Vor allem weil diverse Folgen und Filme nahelegen, dass das nichts weiter als eine glatte Selbsttäuschung ist.

Fanfictechnisch strebe ich eher die Darstellung an, dass diese Einstellung ein Ideal ist das Charaktere zu erreichen versuchen, aber nicht immer erfolgreich. Dass es nicht selbstverständlich ist, moralisch hochinteger zu sein und dass das Potenzial zu Grausamkeit, Gier und Gewalt noch vorhanden ist.

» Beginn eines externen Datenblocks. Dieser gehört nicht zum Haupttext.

PR #304, opened 2022-09-14
Allow fetching more than 100 tokens by batching

Tristyn:
There is a limit of 100 accounts when using `getMultipleAccountInfos` which is exceeded when fetching mints, so this PR batches every unbounded call to that method.

There is no limit as far as I can see for `getTokenAccountsByOwner`


libraries/ts/src/token/associatedToken.ts
```diff
@@ -295,6 +300,29 @@ export class AssociatedToken {
     return accounts
   }
 
+  /**
+   * Fetch all the account info for multiple accounts specified by an array of public keys.
+   * This
```
Tristyn, line 305:
```suggestion
```

jetjake (approved):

Es ist nur so, dass man erkannt hat, was für eine schlechte Sache das ist und versucht (wiederum: Nicht immer erfolgreich) das zu vermeiden.

Die Darstellung der Gesellschaft der Föderation ist eine andere Sache. Es ist ziemlich offensichtlich, dass man einfach die Prämisse hatte "Es gibt kein Geld mehr. Basta!", ohne sich je über die Implikationen Gedanken gemacht zu haben. Und da gibt es noch ein paar andere Dinge, die unglückliche Implikationen waren, die aber nie so richtig angesprochen wurden.

Da versuche ich mein Bestes, die Lücken zu schließen wo ich kann. Z.B. insofern, dass die Föderation intern ein geldloses Verteilungssystem von Gütern benutzt, die quasi unbegrenzt vorhanden sind, aber eine offizielle Währung für Luxusgüter und den Handel mit anderen Nationen besitzt.

Der Punkt ist: Die Utopie hat Lücken. Und wenn Lücken erkennbar sind, leidet die Fähigkeit das Konstrukt ernstzunehmen. Man kann sicher gut durchdachte Utopien erdenken, aber die Föderation, so wie sie im Canon verankert ist, ist keine davon. Sie ist eine Gesellschaft, die sich selbst als Utopia wahrnimmt, aber dabei nur ihre eigenen Schwächen ignoriert.